Unique exhibition "David Olère. The One Who Survived Crematorium III" from 30 October at the Auschwitz Memorial


“David Olère. The One Who Survived Crematorium III”- is the title of a unique monographic exhibition of the works of a former Sonderkommando prisoner in the German Nazi concentration and extermination camp, which will be exhibited from 30 October at the Auschwitz Memorial.

"Crematorium III in action" (collection of Ghetto Fighters House)
"Crematorium III in...
"Gassing" (collection of Auschwitz Memorial)
"My First Dialogue" (collection of Yad Vashem)
"My First Dialogue"...
"Unable to work" (collection of Memorial de la Shoah)
"Unable to work"...

It will be the largest exhibition so far, depicting the moving paintings and drawings of the artist, presenting almost the entire exceptional work related to the artist’s traumatic experiences in the camp. In addition to 19 paintings from the Auschwitz Museum Collections, the exhibition will display 64 works on loan from the Yad Vashem and Lohamei haGetaot in Israel, as well as the Mémorial de la Shoah from France.
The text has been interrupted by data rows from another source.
PR #330, opened 2023-04-16
fix: export public constants and colocate local constants

spaenleh:
This PR exposes public constants and colocates local constants closer to where they are used.


pyphilia (approved):
LGTM :electron:

PR #331, opened 2023-04-17
fix: app iframe loading forever

spaenleh:


pyphilia (approved):
I believe in your refactor 🙏

src/items/AppItem.tsx
```diff
@@ -79,260 +68,109 @@ export interface AppItemProps {
...
+  permission = PermissionLevel.Read,
+  isResizable = false,
+  showCollapse,
+  onSaveCaption,
+  onCancelCaption,
+  saveButtonId,
+  cancelButtonId,
+}: AppItemProps): JSX.Element => {
+  // state
+  const [isiFrameLoading, setIsiFrameLoading] = useState(true);
```
dialexo, line 93: style nitpick (since the DOM element type is `HTMLIFrameElement`)
```suggestion
  const [isIFrameLoading, setIsIFrameLoading] = useState(true);
```

src/items/appItemHooks.ts
```diff
@@ -0,0 +1,143 @@
...
+    // receive message from app through MessageChannel
+    const onMessage = async (e: MessageEvent): Promise<void> => {
+      const { data, origin: requestOrigin } = e;
+
+      const POST_MESSAGE_KEYS = buildPostMessageKeys(item.id);
+
+      // responds only to corresponding app
+      if (!appUrl?.includes(requestOrigin)) {
+        return;
+      }
```
dialexo, line 59: We could check for `source` as well, to ensure that it comes from the iframe (https://developer.mozilla.org/en-US/docs/Web/API/Window/postMessage#the_dispatched_event)

src/items/appItemHooks.ts
```diff
@@ -0,0 +1,143 @@
...
+
+      const { type, payload } = JSON.parse(data);
```
dialexo, line 61: Note for the future: we may still want to validate this data to be sure

src/items/appItemHooks.ts
```diff
@@ -0,0 +1,143 @@
...
+              apiHost,
+              itemId: item.id,
+              settings: item.settings,
+              memberId: member?.id,
+              permission,
+              lang: item.settings?.lang || member?.extra?.lang || DEFAULT_LANG,
+              context,
+            },
+          }),
+          '*',
```
dialexo, line 132: This should definitely be set to the target app origin. See https://developer.mozilla.org/en-US/docs/Web/API/Window/postMessage#syntax at `targetOrigin`. Can this be set to `new URL(appUrl).origin`?

spaenleh: I will try.

src/items/appItemHooks.ts
spaenleh: In my tests the `source` is `null`

src/items/appItemHooks.ts
spaenleh: It works, the messages target our domain now, i.e. `apps.dev.graasp.org`

src/items/appItemHooks.ts
dialexo: Ah right because of the sandboxing

dialexo (approved):
Nice work!

PR #340, opened 2023-05-02
feat: add tooltips to platform switch buttons

### LINKED ISSUE #339: Add tooltips to the Platform switch buttons

MalinSvenberg:
Closes #339

Adds tooltips to the platform switch. Right now the default value is taken from `Platform`, so it will say `Builder`, `Player`, `Library` and `Analytics` automatically. Maybe no tooltip is better as default?  

 This is how it would look in Builder.

https://user-images.githubusercontent.com/56155987/235690167-b9337921-6813-4598-9169-74c550743633.mov


src/PlatformSwitch/PlatformSwitch.tsx
```diff
@@ -126,20 +138,25 @@ export const PlatformSwitch: FC<PlatformSwitchProps> = ({
...
-          display: 'flex',
-          cursor: platformProps?.disabled ? 'default' : 'pointer',
-        }}
-        {...mouseHoverEvents}
-        onClick={platformProps?.disabled ? undefined : platformProps?.onClick}
-        onMouseDown={
-          platformProps?.disabled ? undefined : platformProps?.onMouseDown
-        }
+      <Tooltip
+        title={platformProps?.disabled ? undefined : title}
```
pyphilia, line 142: Isn't it possible to wrap with the tooltip component only if the platform is not disabled?

src/PlatformSwitch/PlatformSwitch.tsx
```diff
@@ -149,6 +166,8 @@ export const PlatformSwitch: FC<PlatformSwitchProps> = ({
       // the last icon does not need margin at the end
       sx={{ mr: index === platforms.length - 1 ? 0 : spacing }}
       platform={platform}
+      title={tooltips ? tooltips[index] : undefined}
+      placement={placements ? placements[index] : undefined}
```
pyphilia, line 170: I think I would go with objects instead of indexes. Eg. `tooltips[platform]` and `placements[platform]`

pyphilia (changes requested):
Thanks for your changes, could you also include some tests/examples in storybook? It would check the implementation works with some variety of props.

src/PlatformSwitch/PlatformSwitch.tsx
```diff
@@ -19,6 +20,10 @@ export type PlatformSwitchProps = {
   accentColor?: string;
   /** Color of the icons when the corresponding platform is disabled */
   disabledColor?: string;
+  /** Tooltips to add to the buttons, in order left to right */
+  tooltips?: string[];
+  /** Placements of tooltips, in order left to right */
+  placements?: TooltipProps['placement'][];
```
dialexo, line 26: To avoid passing indexed arrays, have a look at `platformProps` at line 32 below: it already provides you with a mapping from platform to props. Consider converting from arrays to a platform prop key here (simply add `tooltip?: string` and `placement?: TooltipProps['placement']`)

https://github.com/graasp/graasp-ui/blob/70cdc2916da4d38ff423a685e3aef0923e2d5b03/src/PlatformSwitch/PlatformSwitch.tsx#L32-L51

src/PlatformSwitch/PlatformSwitch.tsx
```diff
@@ -74,6 +79,9 @@ export const PlatformSwitch: FC<PlatformSwitchProps> = ({
   color = SECONDARY_COLOR,
   accentColor = PRIMARY_COLOR,
   disabledColor = '#CCC',
+  // if no custom tooltip, name from the platform is used
+  tooltips = Object.values(Platform),
+  placements,
```
dialexo, line 84: If you apply the previous suggestion, these will not be needed anymore

src/PlatformSwitch/PlatformSwitch.tsx
```diff
@@ -82,9 +90,13 @@ export const PlatformSwitch: FC<PlatformSwitchProps> = ({
...
     /** Platform which button should be rendered */
     platform: Platform;
+    /** Tooltip to be used for button */
+    title?: string;
+    /** Tooltip's placement*/
+    placement?: TooltipProps['placement'];
     /** Styles applied to the underlying icon */
     sx?: SxProps;
-  }> = ({ platform, sx }) => {
+  }> = ({ platform, title, placement, sx }) => {
```
dialexo, line 99: Similar as above

src/PlatformSwitch/PlatformSwitch.tsx
```diff
@@ -126,20 +138,25 @@ export const PlatformSwitch: FC<PlatformSwitchProps> = ({
```
dialexo, line 138: You could hence derive from platformProps / compute the defaults here

src/PlatformSwitch/PlatformSwitch.tsx
dialexo: I agree, see my above comments which would solve this.

src/PlatformSwitch/PlatformSwitch.tsx
dialexo: True though not sure which is cleaner

dialexo (changes requested):
Thank you for your work 👍 Joining what @pyphilia said, I think using the existing `platformProps` will solve your problems and make the code more elegant

dialexo (approved):
LGTM 🐭 Thank you!

PR #342, opened 2023-05-04
fix: use precise item type in DocumentItem given showCollapse

### LINKED ISSUE #341: Update type of `DocumentItem`
See https://github.com/graasp/graasp-builder/issues/614

The props must be changed to accept a discriminated union of `& ({showCollapse: true, item: { name: string, extra: DocumentItemExtra }} | {showCollapse: false, item: { extra: DocumentItemExtra }})`

Currently, the collapsible property is implemented by each item display (because some items may display differently if they are in a collapsible state, such as iframes). In the future, consider moving to a more decoupled API:

```tsx
<Collapsible>
   <FooItem />
</Collapsible>
```

if `FooItem` requires some changes because of `Collapsible`, use a context and provide a hook instead. This makes it possible to add Collapsible to anything, and only specify additional implementation when needed (instead of forcing the API to change at each item level).

```tsx
// Collapsible.tsx
const useIsCollapsible = () => useContext(collapsibleContext)
const Collapsible = () => {
    return <Context.Provider value={collapsibleContext} />
      //... implementation of collapsible
      {children}
    </Context.Provider>
}

// FooItem.tsx
const FooItem = () => {
  const collapsibleState = useIsCollapsible()
  return <>{ /* implementation that depends on collapsibleState */}</>
}
```

dialexo:
Closes #341

### DIFF
--- a/src/items/DocumentItem.tsx
+++ b/src/items/DocumentItem.tsx
@@ -2,19 +2,18 @@ import { Alert, Typography } from '@mui/material';
 
 import React, { FC } from 'react';
 
-import { getDocumentExtra } from '@graasp/sdk';
+import { DocumentItemType, getDocumentExtra } from '@graasp/sdk';
 import { DocumentItemTypeRecord } from '@graasp/sdk/frontend';
 
 import withCollapse from '../Collapse/withCollapse';
 import TextEditor from '../TextEditor';
 
-export interface DocumentItemProps {
+export type DocumentItemProps = {
   cancelButtonId?: string;
   cancelButtonText?: string;
   edit?: boolean;
   emptyMessage?: string;
   id?: string;
-  item: DocumentItemTypeRecord;
   maxHeight?: string | number;
   onCancel?: (text: string) => void;
   onChange?: (text: string) => void;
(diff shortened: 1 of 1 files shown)


src/items/DocumentItem.tsx
```diff
@@ -24,9 +23,11 @@ export interface DocumentItemProps {
   saveButtonText?: string;
   showActions?: boolean;
   showEmpty?: boolean;
-  showCollapse?: boolean;
   styles?: React.CSSProperties;
-}
+} & (
+  | { showCollapse: true; item: DocumentItemTypeRecord }
+  | { showCollapse?: false; item: Pick<DocumentItemType, 'extra'> }
```
spaenleh, line 29: I am curious whether it works if you don't have exactly the same type, since you are marking `showCollapse` as optional.

spaenleh (approved):
✅ This looks good to me if it works in the builder 🔨  !

src/items/DocumentItem.tsx
dialexo: Yes, for the compiler this is the same as `showCollapse: true | false | undefined`. So `undefined` is handled by the second type.

src/items/DocumentItem.tsx
```diff
@@ -44,7 +45,7 @@ const DocumentItem: FC<DocumentItemProps> = ({
   saveButtonText,
   showActions,
   showEmpty,
-  showCollapse = false,
+  showCollapse,
```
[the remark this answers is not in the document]
dialexo: Not sure, in any case since we handle it with `if(showCollapse)` both `false` and `undefined` are captured

PR #363, opened 2023-06-09
362 add button role profile wrapper header

### LINKED ISSUE #362: Add role button to the profile wrapper in the header
This will make it possible for assistive technologies to know that it is clickable.

MalinSvenberg:
Closes #362 

Adds role button to the profile wrapper working as a button in the `UserSwitch`. As well as aria-attributes used for pop-up menus. 

Also adds this to `HeaderUserInformation` so this could be used in `UserSwitch` later (I didn't do it now since I can't test so everything works as it should in Builder etc). 

I've added a mock user of memberRecord type, however I don't know if this should be in fixtures. I didn't add any argTypes to the story, since I don't know what they should be. 

Could also be an idea to set an aria-hidden on the tooltip when the text for it is the username, since otherwise the username is read out twice by screen readers. However this would also hide the profile image from the accessibility tree, so it's a bit of a trade off.

### DIFF
--- a/src/HeaderUserInformation/HeaderUserInformation.tsx
+++ b/src/HeaderUserInformation/HeaderUserInformation.tsx
@@ -75,7 +75,7 @@ const HeaderUserInformation: FC<HeaderUserInformationProps> = ({
       id={id}
       role={role}
       aria-haspopup={popUpType}
-      aria-controls={popUpId}
+      {...(popUpId ? { 'aria-controls': popUpId } : {})}
       aria-expanded={isPopUpOpen}
     >
       <Tooltip
--- a/src/HeaderUserInformation/HeaderUserInformation.tsx
+++ b/src/HeaderUserInformation/HeaderUserInformation.tsx
@@ -75,7 +75,7 @@ const HeaderUserInformation: FC<HeaderUserInformationProps> = ({
       id={id}
       role={role}
       aria-haspopup={popUpType}
-      {...(popUpId ? { 'aria-controls': popUpId } : {})}
+      aria-controls={popUpId}
       aria-expanded={isPopUpOpen}
     >
       <Tooltip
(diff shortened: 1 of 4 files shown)


src/HeaderUserInformation/HeaderUserInformation.tsx
```diff
@@ -36,8 +36,21 @@ export interface HeaderUserInformationProps {
...
+  popUpType?:
+    | boolean
+    | 'dialog'
+    | 'menu'
+    | 'grid'
+    | 'listbox'
+    | 'false'
+    | 'true'
+    | 'tree'
+    | undefined;
```
dialexo, line 51: Not sure why the popup type is manually enumerated here? Is this derived from an existing type? Also you don't need to specify `| undefined` if the prop is marked as optional with the `?` annotation.

dialexo (dismissed):

pyphilia (approved):
LGTM 👾

src/HeaderUserInformation/HeaderUserInformation.tsx
```diff
@@ -62,7 +70,14 @@ const HeaderUserInformation: FC<HeaderUserInformationProps> = ({
   }
 
   return (
-    <WrapperDiv onClick={onClick} id={id}>
+    <WrapperDiv
+      onClick={onClick}
+      id={id}
+      role={role}
+      aria-haspopup={popUpType}
+      {...(popUpId ? { 'aria-controls': popUpId } : {})}
```
spaenleh: You can simplify it to: `aria-controls={popUpId}` since if the popUpId is undefined it is equivalent for the prop.

src/utils/fixtures.ts
```diff
@@ -9,3 +10,13 @@ export const MOCK_MEMBER = {
...
+
+export const MOCK_MEMBER_RECORD = {
+  id: 'id',
+  name: 'creator',
+  email: 'email',
+  extra: {},
+  createdAt: new Date(),
+  updatedAt: new Date(),
+  type: MemberType.Individual,
+} as MemberRecord;
```
spaenleh: You should not cast an object to a MemberRecord. You should use the `convertJs` function from sdk to convert from a JS object to an immutable and set the type of the variable to `MemberRecord`.

spaenleh (approved):
👓 Looks good, see my comments, I fixed them already, so it is good to merge !

PR #415, opened 2023-06-30
fix(a11y): use item name when alttext is falsy

spaenleh:
The `altText` should default to the item name when it is `undefined` or `''`. This is not the best but at least assistive technologies will not skip it.


MalinSvenberg (approved):
LGTM!

PR #460, opened 2023-07-27
fix: zIndex on quill tooltip

spaenleh:
In this PR we fix an issue related to the `z-index` property on the elements in the Quill Text Editor.

### Issue:
When opening the link tool, the popup that appears is **under** the "Cancel" and "Save" buttons. 

### Solution:
Set a `z-index` higher than the z-index of the buttons. We can use [the z-index from MUI](https://mui.com/material-ui/customization/z-index/) and select a suitable value like `tooltip`. 

Screenshot 2023-07-27 at 19 09 55

### DIFF
--- a/src/TextEditor/TextEditor.tsx
+++ b/src/TextEditor/TextEditor.tsx
@@ -64,38 +64,35 @@ export type TextEditorProps = {
   value?: string;
 };
 
-const Div = styled('div')(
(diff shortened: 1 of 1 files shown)


swouf (approved):
Cool 😎 Thanks for fixing this so quickly!

PR #464, opened 2023-07-28
chore(ci): add prettier check and rename steps

spaenleh:


.github/workflows/test.yml
```diff
@@ -7,22 +7,33 @@ jobs:
...
+
+      - name: Check code style and linting
+        run: yarn prettier:check && yarn lint
+
+      - name: Build # ensures type-checks and compiles
         run: yarn build
-      - name: install playwright
+
+      - name: Install playwright
         run: npx playwright install --with-deps
```
swouf, line 31: Just out of curiosity, why do we install *playwright* here and at this point?

swouf (approved):
Well done 👍🏼 The workflows are definitely cleaner now. Thanks.

.github/workflows/test.yml
spaenleh: Playwright is used to perform storybook "interaction tests" (see [this doc](https://storybook.js.org/docs/react/writing-tests/interaction-testing)). It allows you to interact with your component. As it is only a development/testing library we do not need to install it for building the source code. Also it can be large as a dependency.

PR #520, opened 2023-09-20
feat: table pagination

### LINKED ISSUE #519: Table component Allow Backend Pagination

LinaYahya:
Add total count as a props for table component and keep items length as a default value, as well as control pagination functionality from external props
closes #519


src/TableComponent/Table.tsx
```diff
@@ -276,15 +284,13 @@ function GraaspTable<T>({
         {/* TODO: implement pagination */}
         {pagination && (
           <TablePagination
-            count={rowData.length}
+            count={totalCount ? totalCount : rowData.length}
```
pyphilia, line 287:
```suggestion
            count={totalCount ?? rowData.length}
```

src/TableComponent/Table.tsx
```diff
@@ -276,15 +284,13 @@ function GraaspTable<T>({
...
             labelDisplayedRows={labelDisplayedRows}
-            page={0}
+            page={isClientPagination ? 0 : page}
+            onPageChange={onPageChange ? onPageChange : () => {}}
```
pyphilia, line 290:
```suggestion
            onPageChange={onPageChange ?? () => {}}
```

src/TableComponent/Table.tsx
```diff
@@ -276,15 +284,13 @@ function GraaspTable<T>({
...
             rowsPerPageOptions={[]}
-            onPageChange={() => {
-              // todo
-            }}
             component='div'
-            rowsPerPage={-1}
+            rowsPerPage={isClientPagination ? -1 : 10}
```
pyphilia, line 293: `10` comes from your default limit right? I think it should be a prop as well.
Also why not use https://github.com/graasp/graasp-sdk to have the default value (to be reused in the backend as well)?

pyphilia (changes requested):
Thanks for the PR!

pyphilia (changes requested):
Thanks for the PR! I think it needs a subtle change 😄

PR #533, opened 2023-09-27
fix: improve getUUID and add tests

spaenleh:
- fix: first test that the uuid is a long form
- fix: add tests and re-enable jest unit test in workflow and locally

Example of an error message in the console in Builder when visiting a page with a long UUID. It can be miss-leading as it is not really an error.
Screenshot 2023-09-27 at 15 59 54


pyphilia (approved):
LGTM

PR #549, opened 2023-10-12
feat: add onclick for linkItem component

LinaYahya:
Pass onClick to link item as a props, As we might do specific action on clicking item link (basically analytics triggers)


spaenleh (changes requested):
We should be careful when using onClick with links. In this case it will work since we target of the link is `_blank` so it opens a new tab and the JS has time to execute.
In cases where the JS performs an async operation and the link loads a new page before the end of the operation it can be more complicated.

spaenleh (changes requested):
Change look good, can we apply the same to the other places ?

src/items/DownloadButtonFileItem.tsx
```diff
@@ -14,13 +14,15 @@ interface DownloadButtonFileItemProps {
   url?: string;
   id?: string;
   text?: string;
+  handleLoad?: () => void;
```
spaenleh, line 17: Can we change this prop name to `onClick` ? or was there a particular reason why it is called `handleLoad` ?

src/items/FileItem.tsx
```diff
@@ -53,6 +53,7 @@ export interface FileItemProps {
   showCaption?: boolean;
   showCollapse?: boolean;
   sx?: SxProps;
+  handleLoad?: () => void;
```
spaenleh, line 56: Same here

spaenleh (changes requested):

spaenleh (approved):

David Olère was born on 19 January 1902 in Warsaw. He studied at the Academy of Fine Arts in Warsaw. In 1918, he went to Berlin, and then later to Paris where he settled permanently. He belonged to the so-called School of Paris. He worked for various film studios (he created set designs, costumes and advertising posters), among others Paramount Pictures, Fox and Gaumont.

On 20 February 1943, because of his Jewish origin, he was arrested by the French police and placed in the Drancy camp. On 2 March, he was deported from here to the German Nazi concentration and extermination camp Auschwitz, where he was registered with the number 106 144. Throughout his entire stay at the camp, he worked in the Sonderkommando, a special work unit forced by the Germans to assist in the operation of the crematoriums and gas chambers.

On 19 January 1945, David Olère was evacuated from Auschwitz deep into the Third Reich. At first, he was sent to the Mauthausen camp and then to Melk, where he worked, among others, in the underground adit. On 7 April, he was transferred to Ebensee where he was liberated by the American army on 6 May 1945.

Shortly after the war a series of about 70 drawings was created, which in later years served as an inspiration for David Olère to produce shocking oil paintings. The very detailed record of subsequent stages of the extermination and scenes from the camp prisoners’ life is of exceptional documentary value. It contains plans of the crematoriums and gas chambers, as well as drawings depicting scenes taking place in these buildings.

The curators of this unique international exhibition of the work of David Olère at the Auschwitz Memorial are: Agnieszka Sieradzka, art historian at the Museum Collections, the artist’s grandson Marc Oler and Serge Klarsfeld, the vice-President of Fondation pour la Mémoire de la Shoah, who published a catalogue of Olère’s works in France.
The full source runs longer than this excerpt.